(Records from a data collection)
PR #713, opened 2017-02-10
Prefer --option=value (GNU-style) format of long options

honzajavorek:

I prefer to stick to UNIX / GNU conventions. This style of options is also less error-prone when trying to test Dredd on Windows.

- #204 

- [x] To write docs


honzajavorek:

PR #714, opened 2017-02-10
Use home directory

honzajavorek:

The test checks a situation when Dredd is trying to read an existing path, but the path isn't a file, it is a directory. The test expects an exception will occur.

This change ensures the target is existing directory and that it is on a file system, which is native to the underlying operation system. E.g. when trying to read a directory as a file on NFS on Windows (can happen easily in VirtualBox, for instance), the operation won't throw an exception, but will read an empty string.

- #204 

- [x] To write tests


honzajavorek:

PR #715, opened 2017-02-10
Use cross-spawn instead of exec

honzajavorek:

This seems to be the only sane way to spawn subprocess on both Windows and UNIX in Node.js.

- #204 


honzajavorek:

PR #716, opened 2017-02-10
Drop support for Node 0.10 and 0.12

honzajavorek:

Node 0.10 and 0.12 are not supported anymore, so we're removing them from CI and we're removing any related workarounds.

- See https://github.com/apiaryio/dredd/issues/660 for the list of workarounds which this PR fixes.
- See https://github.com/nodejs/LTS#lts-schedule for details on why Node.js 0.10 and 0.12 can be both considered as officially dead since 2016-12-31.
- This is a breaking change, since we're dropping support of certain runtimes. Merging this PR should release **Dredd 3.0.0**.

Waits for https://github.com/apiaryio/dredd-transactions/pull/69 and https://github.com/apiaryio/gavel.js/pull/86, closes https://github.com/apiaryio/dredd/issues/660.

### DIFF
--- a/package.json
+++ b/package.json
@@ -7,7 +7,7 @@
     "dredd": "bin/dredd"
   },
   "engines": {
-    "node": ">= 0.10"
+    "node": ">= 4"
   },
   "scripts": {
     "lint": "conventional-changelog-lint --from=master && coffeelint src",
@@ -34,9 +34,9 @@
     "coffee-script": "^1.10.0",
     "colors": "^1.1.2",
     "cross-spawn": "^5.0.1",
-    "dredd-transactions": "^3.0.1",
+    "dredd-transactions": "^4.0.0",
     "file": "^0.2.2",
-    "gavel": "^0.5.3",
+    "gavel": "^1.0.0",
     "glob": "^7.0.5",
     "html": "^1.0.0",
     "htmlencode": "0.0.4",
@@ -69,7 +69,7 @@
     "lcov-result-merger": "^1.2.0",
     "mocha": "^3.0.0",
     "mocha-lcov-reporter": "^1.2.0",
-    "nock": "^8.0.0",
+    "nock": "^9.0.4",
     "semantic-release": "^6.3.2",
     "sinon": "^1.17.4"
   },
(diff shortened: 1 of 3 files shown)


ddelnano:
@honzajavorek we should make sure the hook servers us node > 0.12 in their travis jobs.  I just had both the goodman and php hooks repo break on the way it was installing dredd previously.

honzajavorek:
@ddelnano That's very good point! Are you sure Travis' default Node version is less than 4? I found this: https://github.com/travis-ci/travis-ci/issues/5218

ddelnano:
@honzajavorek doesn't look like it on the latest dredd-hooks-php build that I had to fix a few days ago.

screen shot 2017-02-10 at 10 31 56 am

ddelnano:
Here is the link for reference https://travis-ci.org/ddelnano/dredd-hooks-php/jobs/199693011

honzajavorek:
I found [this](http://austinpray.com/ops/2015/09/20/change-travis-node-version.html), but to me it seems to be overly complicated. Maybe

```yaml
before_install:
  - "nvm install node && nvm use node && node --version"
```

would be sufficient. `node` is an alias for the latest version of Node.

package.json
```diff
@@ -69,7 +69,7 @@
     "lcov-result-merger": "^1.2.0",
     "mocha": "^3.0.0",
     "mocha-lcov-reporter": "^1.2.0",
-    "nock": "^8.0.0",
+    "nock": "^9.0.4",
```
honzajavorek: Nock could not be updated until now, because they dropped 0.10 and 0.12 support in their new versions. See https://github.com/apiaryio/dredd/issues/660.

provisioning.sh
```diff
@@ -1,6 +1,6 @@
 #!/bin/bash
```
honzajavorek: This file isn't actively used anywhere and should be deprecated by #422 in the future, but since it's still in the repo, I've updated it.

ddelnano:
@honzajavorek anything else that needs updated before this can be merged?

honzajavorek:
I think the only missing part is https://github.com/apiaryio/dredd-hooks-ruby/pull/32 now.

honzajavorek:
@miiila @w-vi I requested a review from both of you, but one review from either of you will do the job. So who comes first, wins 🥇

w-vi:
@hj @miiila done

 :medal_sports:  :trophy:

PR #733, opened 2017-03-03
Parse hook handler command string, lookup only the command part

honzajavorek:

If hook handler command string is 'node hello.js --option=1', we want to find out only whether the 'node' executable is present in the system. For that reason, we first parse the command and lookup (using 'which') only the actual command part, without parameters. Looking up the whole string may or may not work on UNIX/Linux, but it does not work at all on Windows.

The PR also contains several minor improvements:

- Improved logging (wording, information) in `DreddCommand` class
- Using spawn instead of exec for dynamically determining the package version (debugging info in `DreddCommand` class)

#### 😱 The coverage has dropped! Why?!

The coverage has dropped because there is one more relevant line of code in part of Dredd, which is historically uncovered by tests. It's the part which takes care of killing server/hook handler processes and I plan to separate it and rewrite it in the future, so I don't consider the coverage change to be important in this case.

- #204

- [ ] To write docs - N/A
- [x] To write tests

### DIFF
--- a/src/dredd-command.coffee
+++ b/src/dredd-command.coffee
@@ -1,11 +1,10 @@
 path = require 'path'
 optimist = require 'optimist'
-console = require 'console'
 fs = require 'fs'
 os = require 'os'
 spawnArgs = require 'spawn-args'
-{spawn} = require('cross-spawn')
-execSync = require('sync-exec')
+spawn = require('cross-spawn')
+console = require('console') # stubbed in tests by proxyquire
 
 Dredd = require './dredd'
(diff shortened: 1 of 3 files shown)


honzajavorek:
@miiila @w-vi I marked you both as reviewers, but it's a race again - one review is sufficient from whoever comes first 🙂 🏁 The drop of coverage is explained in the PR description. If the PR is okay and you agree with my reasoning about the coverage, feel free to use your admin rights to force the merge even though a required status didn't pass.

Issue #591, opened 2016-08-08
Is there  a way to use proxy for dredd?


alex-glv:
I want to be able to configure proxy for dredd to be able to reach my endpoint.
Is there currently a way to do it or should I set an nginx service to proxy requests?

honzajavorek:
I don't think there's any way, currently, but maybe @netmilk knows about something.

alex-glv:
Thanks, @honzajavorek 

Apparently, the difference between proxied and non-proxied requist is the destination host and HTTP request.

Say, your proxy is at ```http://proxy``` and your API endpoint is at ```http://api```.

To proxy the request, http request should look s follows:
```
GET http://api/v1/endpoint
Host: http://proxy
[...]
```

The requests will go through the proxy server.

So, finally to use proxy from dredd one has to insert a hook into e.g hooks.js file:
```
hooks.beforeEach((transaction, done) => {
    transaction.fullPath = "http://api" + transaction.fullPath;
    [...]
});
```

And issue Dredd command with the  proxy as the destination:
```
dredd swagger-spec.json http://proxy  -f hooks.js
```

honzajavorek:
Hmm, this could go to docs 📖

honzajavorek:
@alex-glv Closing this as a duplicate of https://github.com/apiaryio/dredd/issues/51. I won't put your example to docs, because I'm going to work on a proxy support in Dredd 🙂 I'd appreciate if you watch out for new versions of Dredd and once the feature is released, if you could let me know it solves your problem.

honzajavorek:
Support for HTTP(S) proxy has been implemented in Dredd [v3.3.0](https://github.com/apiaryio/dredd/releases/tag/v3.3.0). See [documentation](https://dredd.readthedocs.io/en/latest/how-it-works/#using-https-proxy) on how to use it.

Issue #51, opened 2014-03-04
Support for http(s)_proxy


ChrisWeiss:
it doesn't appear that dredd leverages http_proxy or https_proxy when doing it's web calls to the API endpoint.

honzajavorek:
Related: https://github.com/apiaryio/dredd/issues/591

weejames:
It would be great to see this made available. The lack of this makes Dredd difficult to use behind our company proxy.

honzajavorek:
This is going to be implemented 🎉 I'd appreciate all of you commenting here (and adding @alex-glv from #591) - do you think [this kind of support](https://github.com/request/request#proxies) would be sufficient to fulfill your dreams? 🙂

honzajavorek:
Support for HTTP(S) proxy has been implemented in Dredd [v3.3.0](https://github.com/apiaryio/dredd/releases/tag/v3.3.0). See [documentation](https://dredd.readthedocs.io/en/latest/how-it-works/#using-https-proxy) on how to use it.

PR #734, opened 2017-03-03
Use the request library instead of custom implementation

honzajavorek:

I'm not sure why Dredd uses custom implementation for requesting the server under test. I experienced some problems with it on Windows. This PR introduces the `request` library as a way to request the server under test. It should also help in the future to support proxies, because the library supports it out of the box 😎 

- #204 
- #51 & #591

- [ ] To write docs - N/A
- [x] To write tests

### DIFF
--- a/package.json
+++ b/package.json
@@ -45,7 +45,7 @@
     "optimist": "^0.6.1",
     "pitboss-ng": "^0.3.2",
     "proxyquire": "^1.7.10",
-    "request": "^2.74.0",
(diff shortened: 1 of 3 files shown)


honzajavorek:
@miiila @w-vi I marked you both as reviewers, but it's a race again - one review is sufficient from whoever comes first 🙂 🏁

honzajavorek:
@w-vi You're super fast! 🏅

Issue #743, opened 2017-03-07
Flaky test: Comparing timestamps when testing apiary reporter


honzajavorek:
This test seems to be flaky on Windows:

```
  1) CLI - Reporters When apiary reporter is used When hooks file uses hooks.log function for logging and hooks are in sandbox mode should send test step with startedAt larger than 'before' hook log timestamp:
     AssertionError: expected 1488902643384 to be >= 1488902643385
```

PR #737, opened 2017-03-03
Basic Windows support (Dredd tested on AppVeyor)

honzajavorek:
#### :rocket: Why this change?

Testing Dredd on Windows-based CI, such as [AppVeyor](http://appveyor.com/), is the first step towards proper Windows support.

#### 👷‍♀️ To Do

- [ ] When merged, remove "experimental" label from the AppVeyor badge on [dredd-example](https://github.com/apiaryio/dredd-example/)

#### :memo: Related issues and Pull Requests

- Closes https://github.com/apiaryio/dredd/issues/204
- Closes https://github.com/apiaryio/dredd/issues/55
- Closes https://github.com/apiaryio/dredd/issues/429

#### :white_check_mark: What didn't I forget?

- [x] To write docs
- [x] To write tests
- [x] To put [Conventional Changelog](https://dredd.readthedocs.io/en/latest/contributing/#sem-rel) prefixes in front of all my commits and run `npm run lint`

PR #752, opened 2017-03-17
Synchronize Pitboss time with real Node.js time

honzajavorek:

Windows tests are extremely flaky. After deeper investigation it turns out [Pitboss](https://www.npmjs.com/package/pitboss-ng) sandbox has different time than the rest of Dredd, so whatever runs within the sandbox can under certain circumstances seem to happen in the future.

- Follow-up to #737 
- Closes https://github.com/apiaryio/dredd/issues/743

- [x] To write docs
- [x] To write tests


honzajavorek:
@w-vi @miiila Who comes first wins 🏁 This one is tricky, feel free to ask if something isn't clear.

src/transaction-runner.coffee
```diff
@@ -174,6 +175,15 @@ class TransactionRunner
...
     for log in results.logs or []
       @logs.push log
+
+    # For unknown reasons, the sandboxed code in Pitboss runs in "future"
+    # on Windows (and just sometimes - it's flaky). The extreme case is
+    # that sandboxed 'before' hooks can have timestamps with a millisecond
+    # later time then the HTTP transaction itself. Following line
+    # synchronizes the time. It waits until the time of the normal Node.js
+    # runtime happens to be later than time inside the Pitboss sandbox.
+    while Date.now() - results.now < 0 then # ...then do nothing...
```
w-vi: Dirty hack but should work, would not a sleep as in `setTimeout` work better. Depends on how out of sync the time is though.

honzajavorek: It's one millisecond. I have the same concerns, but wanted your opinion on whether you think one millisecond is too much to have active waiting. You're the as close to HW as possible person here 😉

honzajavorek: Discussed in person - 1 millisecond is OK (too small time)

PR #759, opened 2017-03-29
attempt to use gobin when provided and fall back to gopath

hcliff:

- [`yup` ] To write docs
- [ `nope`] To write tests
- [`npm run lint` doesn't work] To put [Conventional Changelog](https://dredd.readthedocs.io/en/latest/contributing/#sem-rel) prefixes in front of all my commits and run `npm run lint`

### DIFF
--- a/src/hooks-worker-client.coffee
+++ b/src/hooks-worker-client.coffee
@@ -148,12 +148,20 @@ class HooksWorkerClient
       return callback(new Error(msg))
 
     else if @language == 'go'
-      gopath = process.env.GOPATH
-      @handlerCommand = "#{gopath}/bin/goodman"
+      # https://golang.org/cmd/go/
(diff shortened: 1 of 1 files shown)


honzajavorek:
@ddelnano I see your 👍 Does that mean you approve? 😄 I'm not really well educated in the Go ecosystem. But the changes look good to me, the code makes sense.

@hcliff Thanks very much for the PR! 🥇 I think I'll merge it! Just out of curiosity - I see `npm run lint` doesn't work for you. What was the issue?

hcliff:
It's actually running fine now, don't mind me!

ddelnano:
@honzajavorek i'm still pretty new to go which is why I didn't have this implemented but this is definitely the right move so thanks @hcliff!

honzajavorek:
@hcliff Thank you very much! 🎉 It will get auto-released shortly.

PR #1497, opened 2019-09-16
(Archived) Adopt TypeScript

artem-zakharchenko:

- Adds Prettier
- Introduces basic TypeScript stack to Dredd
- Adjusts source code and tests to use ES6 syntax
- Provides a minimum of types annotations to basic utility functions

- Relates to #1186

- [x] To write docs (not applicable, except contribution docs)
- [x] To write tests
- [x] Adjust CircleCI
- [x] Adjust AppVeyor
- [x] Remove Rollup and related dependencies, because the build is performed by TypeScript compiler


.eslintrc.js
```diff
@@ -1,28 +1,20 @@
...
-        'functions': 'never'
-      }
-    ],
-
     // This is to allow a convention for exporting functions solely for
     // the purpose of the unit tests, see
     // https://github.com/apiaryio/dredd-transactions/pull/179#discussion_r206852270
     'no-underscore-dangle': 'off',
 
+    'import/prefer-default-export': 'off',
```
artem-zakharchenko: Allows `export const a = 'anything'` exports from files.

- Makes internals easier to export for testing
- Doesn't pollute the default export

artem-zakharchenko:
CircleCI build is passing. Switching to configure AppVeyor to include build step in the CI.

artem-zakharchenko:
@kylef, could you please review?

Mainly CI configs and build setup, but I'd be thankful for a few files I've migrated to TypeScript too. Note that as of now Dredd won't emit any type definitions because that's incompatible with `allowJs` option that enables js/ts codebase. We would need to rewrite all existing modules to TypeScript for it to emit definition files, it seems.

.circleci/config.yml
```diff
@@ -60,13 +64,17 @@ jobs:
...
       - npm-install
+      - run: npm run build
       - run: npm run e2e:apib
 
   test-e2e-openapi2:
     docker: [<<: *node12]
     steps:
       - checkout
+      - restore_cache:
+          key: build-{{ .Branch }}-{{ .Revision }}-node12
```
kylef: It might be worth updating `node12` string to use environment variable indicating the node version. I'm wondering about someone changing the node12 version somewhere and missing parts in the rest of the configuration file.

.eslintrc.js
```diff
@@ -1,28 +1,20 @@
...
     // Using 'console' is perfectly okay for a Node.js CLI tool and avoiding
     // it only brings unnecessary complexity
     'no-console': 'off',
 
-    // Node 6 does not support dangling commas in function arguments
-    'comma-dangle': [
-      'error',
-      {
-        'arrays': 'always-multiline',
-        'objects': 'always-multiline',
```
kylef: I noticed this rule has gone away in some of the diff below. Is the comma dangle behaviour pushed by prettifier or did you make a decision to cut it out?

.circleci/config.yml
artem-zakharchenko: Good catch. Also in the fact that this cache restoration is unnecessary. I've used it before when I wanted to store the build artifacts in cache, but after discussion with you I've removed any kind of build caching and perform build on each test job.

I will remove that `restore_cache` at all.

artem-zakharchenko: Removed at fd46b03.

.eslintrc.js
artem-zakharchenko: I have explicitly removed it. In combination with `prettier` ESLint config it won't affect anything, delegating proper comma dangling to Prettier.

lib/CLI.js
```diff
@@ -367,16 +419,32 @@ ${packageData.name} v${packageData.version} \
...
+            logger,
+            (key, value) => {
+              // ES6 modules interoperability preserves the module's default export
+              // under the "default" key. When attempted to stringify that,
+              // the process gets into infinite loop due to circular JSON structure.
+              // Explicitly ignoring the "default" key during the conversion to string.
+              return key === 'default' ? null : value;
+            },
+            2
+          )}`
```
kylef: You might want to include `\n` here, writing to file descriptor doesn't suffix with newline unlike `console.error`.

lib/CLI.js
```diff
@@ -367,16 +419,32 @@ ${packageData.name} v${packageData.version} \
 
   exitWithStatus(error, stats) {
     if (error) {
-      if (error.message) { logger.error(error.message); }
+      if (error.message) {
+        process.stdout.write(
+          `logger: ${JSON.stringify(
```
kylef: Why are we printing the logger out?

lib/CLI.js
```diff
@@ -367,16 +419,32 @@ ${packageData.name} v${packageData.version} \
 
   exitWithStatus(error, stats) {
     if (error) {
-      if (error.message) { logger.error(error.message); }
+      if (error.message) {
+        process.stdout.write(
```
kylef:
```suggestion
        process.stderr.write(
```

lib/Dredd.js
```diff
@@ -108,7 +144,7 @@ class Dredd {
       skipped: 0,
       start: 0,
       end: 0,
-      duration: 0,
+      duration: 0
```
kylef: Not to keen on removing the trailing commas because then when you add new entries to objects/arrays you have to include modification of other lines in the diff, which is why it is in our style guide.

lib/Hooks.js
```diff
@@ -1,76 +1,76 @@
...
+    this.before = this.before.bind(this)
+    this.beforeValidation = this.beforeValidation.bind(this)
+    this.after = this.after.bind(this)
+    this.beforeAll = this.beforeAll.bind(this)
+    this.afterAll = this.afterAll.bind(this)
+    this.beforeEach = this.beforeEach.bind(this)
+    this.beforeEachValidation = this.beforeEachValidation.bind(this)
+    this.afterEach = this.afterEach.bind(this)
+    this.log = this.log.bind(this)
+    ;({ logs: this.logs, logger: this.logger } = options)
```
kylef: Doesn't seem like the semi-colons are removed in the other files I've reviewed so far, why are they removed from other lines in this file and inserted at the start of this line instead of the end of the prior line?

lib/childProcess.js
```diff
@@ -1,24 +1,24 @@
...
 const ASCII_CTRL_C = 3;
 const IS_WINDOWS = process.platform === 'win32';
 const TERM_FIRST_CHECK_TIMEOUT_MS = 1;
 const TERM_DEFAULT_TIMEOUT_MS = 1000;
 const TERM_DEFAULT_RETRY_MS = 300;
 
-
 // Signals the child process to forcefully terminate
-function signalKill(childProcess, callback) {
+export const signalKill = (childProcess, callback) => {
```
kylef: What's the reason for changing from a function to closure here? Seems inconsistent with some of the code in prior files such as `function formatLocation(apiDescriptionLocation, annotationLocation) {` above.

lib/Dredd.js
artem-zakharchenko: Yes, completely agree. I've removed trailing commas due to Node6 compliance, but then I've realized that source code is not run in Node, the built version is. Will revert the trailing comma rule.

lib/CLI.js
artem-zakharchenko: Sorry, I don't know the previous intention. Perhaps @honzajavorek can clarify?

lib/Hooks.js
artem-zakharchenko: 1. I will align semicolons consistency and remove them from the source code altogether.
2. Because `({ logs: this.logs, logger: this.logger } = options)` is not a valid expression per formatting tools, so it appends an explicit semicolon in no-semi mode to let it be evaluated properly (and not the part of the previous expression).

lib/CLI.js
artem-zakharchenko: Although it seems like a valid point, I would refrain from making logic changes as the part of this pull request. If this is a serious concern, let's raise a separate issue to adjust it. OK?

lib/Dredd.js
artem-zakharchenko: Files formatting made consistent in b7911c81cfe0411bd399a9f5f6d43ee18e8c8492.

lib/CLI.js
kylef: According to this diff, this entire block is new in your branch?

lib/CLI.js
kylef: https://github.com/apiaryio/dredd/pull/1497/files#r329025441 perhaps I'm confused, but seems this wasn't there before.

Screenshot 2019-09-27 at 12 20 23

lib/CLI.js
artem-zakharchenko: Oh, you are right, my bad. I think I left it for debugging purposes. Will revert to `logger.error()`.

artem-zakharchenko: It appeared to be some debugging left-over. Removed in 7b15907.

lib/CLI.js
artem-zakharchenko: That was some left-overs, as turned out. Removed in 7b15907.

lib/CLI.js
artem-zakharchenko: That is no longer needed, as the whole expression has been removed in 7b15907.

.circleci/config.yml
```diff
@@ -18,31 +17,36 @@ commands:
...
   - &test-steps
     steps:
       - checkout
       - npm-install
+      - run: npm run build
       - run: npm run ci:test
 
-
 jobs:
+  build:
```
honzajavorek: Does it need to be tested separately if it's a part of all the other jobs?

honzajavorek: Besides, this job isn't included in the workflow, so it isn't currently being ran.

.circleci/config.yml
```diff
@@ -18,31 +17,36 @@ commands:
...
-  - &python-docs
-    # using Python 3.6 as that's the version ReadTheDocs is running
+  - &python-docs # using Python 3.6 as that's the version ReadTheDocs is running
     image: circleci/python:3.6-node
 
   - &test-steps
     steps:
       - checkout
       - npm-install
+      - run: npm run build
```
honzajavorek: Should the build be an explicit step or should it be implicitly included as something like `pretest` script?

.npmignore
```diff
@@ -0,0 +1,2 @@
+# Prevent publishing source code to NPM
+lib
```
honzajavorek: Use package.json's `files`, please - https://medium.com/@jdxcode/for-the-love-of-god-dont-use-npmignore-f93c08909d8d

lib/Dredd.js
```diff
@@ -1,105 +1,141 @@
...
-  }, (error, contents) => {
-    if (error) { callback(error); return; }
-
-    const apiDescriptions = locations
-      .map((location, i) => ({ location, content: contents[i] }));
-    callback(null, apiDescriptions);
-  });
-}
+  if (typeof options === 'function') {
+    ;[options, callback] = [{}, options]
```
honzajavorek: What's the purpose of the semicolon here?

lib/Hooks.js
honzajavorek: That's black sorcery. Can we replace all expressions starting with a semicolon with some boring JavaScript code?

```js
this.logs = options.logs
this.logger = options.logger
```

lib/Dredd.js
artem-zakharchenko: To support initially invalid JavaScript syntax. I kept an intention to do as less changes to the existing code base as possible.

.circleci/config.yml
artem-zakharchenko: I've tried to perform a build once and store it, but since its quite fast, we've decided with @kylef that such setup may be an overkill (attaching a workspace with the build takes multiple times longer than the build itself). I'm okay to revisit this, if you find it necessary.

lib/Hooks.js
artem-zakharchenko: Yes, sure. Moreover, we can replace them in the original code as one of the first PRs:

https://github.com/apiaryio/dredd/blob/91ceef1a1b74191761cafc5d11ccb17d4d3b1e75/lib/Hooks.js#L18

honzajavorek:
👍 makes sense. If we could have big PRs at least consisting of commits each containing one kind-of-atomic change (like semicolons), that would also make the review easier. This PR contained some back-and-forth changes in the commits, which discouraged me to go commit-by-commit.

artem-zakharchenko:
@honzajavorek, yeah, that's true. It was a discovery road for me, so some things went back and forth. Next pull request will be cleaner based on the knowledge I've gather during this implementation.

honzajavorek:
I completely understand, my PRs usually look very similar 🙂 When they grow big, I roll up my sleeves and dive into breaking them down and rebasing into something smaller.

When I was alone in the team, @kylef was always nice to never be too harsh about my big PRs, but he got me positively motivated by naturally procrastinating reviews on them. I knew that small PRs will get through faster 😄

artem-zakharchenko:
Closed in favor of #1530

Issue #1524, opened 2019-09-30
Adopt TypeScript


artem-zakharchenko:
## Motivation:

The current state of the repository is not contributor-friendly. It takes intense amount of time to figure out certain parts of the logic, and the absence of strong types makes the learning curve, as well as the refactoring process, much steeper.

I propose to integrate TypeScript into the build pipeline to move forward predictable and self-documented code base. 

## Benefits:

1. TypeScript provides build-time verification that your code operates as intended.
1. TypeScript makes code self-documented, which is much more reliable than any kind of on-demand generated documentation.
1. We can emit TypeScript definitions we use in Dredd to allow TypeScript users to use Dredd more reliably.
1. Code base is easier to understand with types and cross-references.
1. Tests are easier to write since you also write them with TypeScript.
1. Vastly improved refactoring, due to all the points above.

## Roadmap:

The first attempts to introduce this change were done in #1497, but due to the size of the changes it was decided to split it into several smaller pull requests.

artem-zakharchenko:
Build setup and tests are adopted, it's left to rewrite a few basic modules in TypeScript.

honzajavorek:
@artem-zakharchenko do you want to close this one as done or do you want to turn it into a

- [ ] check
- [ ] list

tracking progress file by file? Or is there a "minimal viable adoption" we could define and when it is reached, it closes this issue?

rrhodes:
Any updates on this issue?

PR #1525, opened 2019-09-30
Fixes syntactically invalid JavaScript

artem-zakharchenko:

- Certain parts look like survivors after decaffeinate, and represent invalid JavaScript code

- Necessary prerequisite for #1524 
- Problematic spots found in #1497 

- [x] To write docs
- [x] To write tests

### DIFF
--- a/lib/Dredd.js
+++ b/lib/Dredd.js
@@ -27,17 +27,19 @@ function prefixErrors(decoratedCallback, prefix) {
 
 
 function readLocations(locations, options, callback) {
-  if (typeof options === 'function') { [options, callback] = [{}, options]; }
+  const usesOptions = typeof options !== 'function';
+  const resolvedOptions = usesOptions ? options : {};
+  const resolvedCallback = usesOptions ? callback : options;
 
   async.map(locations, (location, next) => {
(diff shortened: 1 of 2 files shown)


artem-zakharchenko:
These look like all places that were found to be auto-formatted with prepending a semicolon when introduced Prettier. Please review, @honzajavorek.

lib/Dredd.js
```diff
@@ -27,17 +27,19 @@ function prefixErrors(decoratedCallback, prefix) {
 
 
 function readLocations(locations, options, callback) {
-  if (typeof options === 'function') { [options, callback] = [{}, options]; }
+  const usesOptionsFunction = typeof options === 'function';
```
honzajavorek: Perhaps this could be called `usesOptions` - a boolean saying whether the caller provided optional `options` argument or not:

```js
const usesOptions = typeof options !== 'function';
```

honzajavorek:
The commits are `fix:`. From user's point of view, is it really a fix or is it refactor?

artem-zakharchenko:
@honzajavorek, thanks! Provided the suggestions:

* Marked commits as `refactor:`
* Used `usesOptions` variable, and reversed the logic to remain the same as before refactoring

Your objective:
What lines in the data above contain the word "intention"? Copy them all.

Solved exercise:
artem-zakharchenko: Sorry, I don't know the previous intention. Perhaps @honzajavorek can clarify?
artem-zakharchenko: To support initially invalid JavaScript syntax. I kept an intention to do as less changes to the existing code base as possible.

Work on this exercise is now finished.